▸ EXERCISE AIM: One number is the whole answer: the tally of lines in the records that include the word "messages".
:: PROVIDED RECORDS
PR #10454, opened 2025-08-18
fix(openrouter): Force string serialization for openrouter/anthropic/claude-sonnet-4 model

suixinio:

---

- **The Issue**:
  API requests were failing with the validation error: `messages.1.content.0.text.text: Input should be a valid string`.

### DIFF
--- a/openhands/llm/llm.py
+++ b/openhands/llm/llm.py
@@ -850,6 +850,8 @@ class LLM(RetryMixin, DebugMixin):
                 message.force_string_serializer = True
             if 'kimi-k2-instruct' in self.config.model and 'groq' in self.config.model:
                 message.force_string_serializer = True
+            if 'openrouter/anthropic/claude-sonnet-4' in self.config.model:
+                message.force_string_serializer = True
 
         # let pydantic handle the serialization
         return [message.model_dump() for message in messages]


suixinio:
Hi, @enyst !

Thanks for the quick reply!

Yes, it's a consistent issue that I can reproduce reliably. I've attached my environment details and some screenshots below to help.

To be honest, I was just as surprised as you are! I also searched through the docs for litellm, OpenHands, and OpenRouter but came up empty. Since I'm not sure if something else is causing this, I went with the most minimal fix I could think of. 😅

-----
**env**:
```
docker pull docker.all-hands.dev/all-hands-ai/runtime:0.53-nikolaik

docker run -it --rm --pull=always \
    -e SANDBOX_RUNTIME_CONTAINER_IMAGE=docker.all-hands.dev/all-hands-ai/runtime:0.53-nikolaik \
    -e LOG_ALL_EVENTS=true \
    -v ~/.openhands:/.openhands \
    -p 3000:3000 \
    --name openhands-app \
    docker.all-hands.dev/all-hands-ai/openhands:0.53
```

enyst:
Ahh OpenRouter got the model from Bedrock, oof, idk, Bedrock can be weird. 😥

OK, let's get your fix in, it will be useful to others! Thank you for the contribution!

PR #10466, opened 2025-08-18
(Hotfix): Fix eval pipeline

malhotra5:

---
The recent introduction of LLM Registry broke existing eval pipelines. This is because the registry param wasn't passed in to the runtime, so this PR makes it optional

Going forward, it would be great to 

1. Have single entrypoint for creating runtimes, etc; we have multiple places with duplicate code for spinning up runtimes, etc
2. Remove the llm registry requirement for the runtime; the runtime instantiates an LLM at the moment, which should be part of the agent instead. 

 

---

Related to ALL-2380

---

GUI with Docker:
```
docker run -it --rm   -p 3000:3000   -v /var/run/docker.sock:/var/run/docker.sock   --add-host host.docker.internal:host-gateway   -e SANDBOX_RUNTIME_CONTAINER_IMAGE=docker.all-hands.dev/all-hands-ai/runtime:25b32dd-nikolaik   --name openhands-app-25b32dd   docker.all-hands.dev/all-hands-ai/openhands:25b32dd
```

CLI with uvx:
```
uvx --python 3.12 --from git+https://github.com/All-Hands-AI/OpenHands@fix-registry-for-eval openhands
```

### DIFF
--- a/tests/unit/test_memory.py
+++ b/tests/unit/test_memory.py
@@ -98,9 +98,7 @@ def mock_agent():
 
 
 @pytest.mark.asyncio
-async def test_memory_on_event_exception_handling(
-    memory, event_stream, mock_agent
-):
+async def test_memory_on_event_exception_handling(memory, event_stream, mock_agent):
     """Test that exceptions in Memory.on_event are properly handled via status callback."""
     # Create a mock runtime
     runtime = MagicMock(spec=ActionExecutionClient)


enyst:
That label is pretty good for testing IMHO: run-eval-1 or run-eval-2

Zacharias030:
PR breaks modal runtime afaict.

PR #9815, opened 2025-07-20
Skip browser dependency build in Dockerfile when browser is disabled

li-boxuan:
- [ ] This change is worth documenting at https://docs.all-hands.dev/
- [x] Include this change in the Release Notes. If checked, you **must** provide an **end-user friendly** description for your change below

**End-user friendly description of the problem this fixes or functionality this introduces.**

Speed up runtime image build by 18% when browser is disabled

---
**Summarize what the PR does, explaining any non-trivial design decisions.**

When browser infra is disabled in core config, there's no reason we need to install playwright and chromium. This shrinks Docker image size and speeds up build.

Previous build time on my mac: 2m32s, size: 5.51GB
New build time on my mac (when browser is disabled): 2m5s, size: 4.51GB. That’s 18% smaller in size and 18% faster in speed

---
**Link of any specific issues this addresses:**

---

To run this PR locally, use the following command:
```
docker run -it --rm   -p 3000:3000   -v /var/run/docker.sock:/var/run/docker.sock   --add-host host.docker.internal:host-gateway   -e SANDBOX_RUNTIME_CONTAINER_IMAGE=docker.all-hands.dev/all-hands-ai/runtime:876ad7f-nikolaik   --name openhands-app-876ad7f   docker.all-hands.dev/all-hands-ai/openhands:876ad7f
```

PR #10476, opened 2025-08-18
fix jinja / dockerfile syntax by removing newlines

Zacharias030:

This fixes a bug in the templated Dockerfile.j2 that was introduced in #9815.

---

This fixes a syntax error issue in the templated Dockerfile.j2 that was introduced in https://github.com/All-Hands-AI/OpenHands/pull/9815. When the condition is true the line breaks that I removed prevented the Dockerfile RUN command to span across the whole command leading to an error.

---


Zacharias030:
cc: @xingyaoww // @raymyers // @li-boxuan

li-boxuan (approved):
Thanks! I wonder if it depends on a specific jinja2 version, since it worked for me.

Regardless, I don't see why we should reject this PR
::::
▸ ANSWER: 2